The fact is that every single one of the world's almost-seven-billion people could fit onto a piece of land the size of Rhode Island.

It's true. There are 1,214 square miles in Rhode Island, about 1,045 of which are on dry land. That's equivalent to 29,132,928,000 square feet. Divide those up between seven billion people, and each person gets four square feet of space. Not much, but we're talking babies and little kids too. If we moved everybody to Connecticut, the 3rd smallest state, each person would get a whopping 19 square feet of dry land. We can't live that way of course (and each person might have to share their 19 square feet with a tree or two), but the point is that there is a tremendous amount of room on this planet. Our problem is not that we have too many people, our problem is that we're corrupt and selfish and foolish and evil.

The God that Jon Stafford does not know did not start wringing His hands in 1956, anxious because He had miscalculated and made too few Earth-like planets. He's not chewing His divine nails today because the world is too small for the upcoming seven and eight billion people. Anybody who has ever had to drive across North Dakota and Montana knows that there is still a lot of space available in the world.   God made the size of Earth just right, and He's already promised us a departure one day.  In the meanwhile, we can seek His power in healing our lands.

"If my people, which are called by my name, shall humble themselves, and pray, and seek my face, and turn from their wicked ways; then will I hear from heaven, and will forgive their sin, and will heal their land." 2Chronicles 7:14

We need to manage our resources more wisely.

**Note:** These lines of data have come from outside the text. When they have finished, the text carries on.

PR #1839, opened 2021-09-27
Avoid reusing variables incorrectly in property assignment functions

babbageclunk:

If a map of objects was named Keys or a slice of objects was named Indexes, the generated object conversion code `copyVar` would shadow the `key` or `index` loop variable - adding them to the locals before calling conversion prevents this.

[Generated code exhibiting the problem](https://github.com/babbageclunk/azure-service-operator/blob/7cde616141080bed136919e9191c61964ee9d0ab/v2/api/microsoft.documentdb/v1alpha1api20210515/database_accounts_mongodb_databases_collection_types_gen.go#L1149)

It looks like this could also cause a problem with a map of maps or slice of slices? Or possibly not - I think it needs the `copyVar` from the object handler to cause the issue.

Link to gif because embedding it doesn't seem to work: https://tenor.com/58KF.gif

**If applicable**:
- [x] this PR contains tests


hack/generator/pkg/codegen/testdata/ArmResource/Arm_test_simple_resource_array_properties_azure.golden
```diff
@@ -255,29 +255,29 @@ func (fakeResourceSpec *FakeResource_Spec) ConvertToARM(name string, resolvedRef
...
 	for _, item := range fakeResourceSpec.ArrayOfArraysOfArrays {
 		var itemTemp [][]FooARM
-		for _, item1 := range item {
-			var item1Temp []FooARM
-			for _, item2 := range item1 {
-				item2ARM, err := item2.ConvertToARM(name, resolvedReferences)
+		for _, itemItem := range item {
+			var itemItemTemp []FooARM
+			for _, itemItemItem := range itemItem {
+				itemItemItemARM, err := itemItemItem.ConvertToARM(name, resolvedReferences)
```
babbageclunk, line 274: This isn't great - any suggestion for fixing this @theunrepentantgeek?

hack/generator/pkg/codegen/testdata/ArmResource/Arm_test_simple_resource_array_properties_azure.golden
```diff
@@ -335,31 +335,31 @@ func (fakeResourceSpec *FakeResource_Spec) PopulateFromARM(owner genruntime.Know
...
 		var itemTemp [][]Foo
-		for _, item1 := range item {
-			var item1Temp []Foo
-			for _, item2 := range item1 {
-				var item3 Foo
-				err := item3.PopulateFromARM(owner, item2)
+		for _, itemItem := range item {
+			var itemItemTemp []Foo
+			for _, itemItemItem := range itemItem {
+				var itemItemItem1 Foo
```
babbageclunk, line 355: These ones haven't come out very well - any idea how to make it better @theunrepentantgeek?

babbageclunk:
Abandoning this PR - @theunrepentantgeek has an idea for a different solution that might work out better, and I've got a workaround in the meantime.

PR #1840, opened 2021-09-28
Finish support for extension resources

matthchr:
- Use UnknownOwnerReference rather than KnownResourceReference as KnownResourceReference doesn't allow multiple types to have ownership, whereas extension resources can root to anything.
- Allow extension resources to be owned by anything
  - Change generated Owner() function to work for extension resources
  - Change the type of the Owner property on extension resources to be ResourceReference rather than KnownResourceReference to reflect the reality that any GroupKind can own them.

**If applicable**:
- [x] this PR contains tests


theunrepentantgeek (approved):
Looks good.

Is `KnownReference` now used at all? Wondering if it needs-to/could be deleted.


gif

matthchr:
> Is KnownReference now used at all? Wondering if it needs-to/could be deleted.

It is used still, by the actual generated types that restrict an owner to a particular (known) type. The interface has to take the more generic of the two (Unknown) to cater for cases where the ref isn't known, but that's ok because a KnownReference can be converted to an UnknownReference easily.

matthchr:
I'm thinking I should change `UnknownReference` to `ArbitraryReference` or something... might send an update with that change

We need to care about each other. We need to share with people the good news of who Jesus Christ really is. If we want this world to be filled with love, joy, peace, patience, kindness, goodness, gentleness, and self control, and the prosperity and health that goes with those things, then we need people to be filled with the Spirit of God.

Rather than fretting over the size of the world population, we need to be caring about the condition of the world population, and that's healed through the blood of the man from Galilee.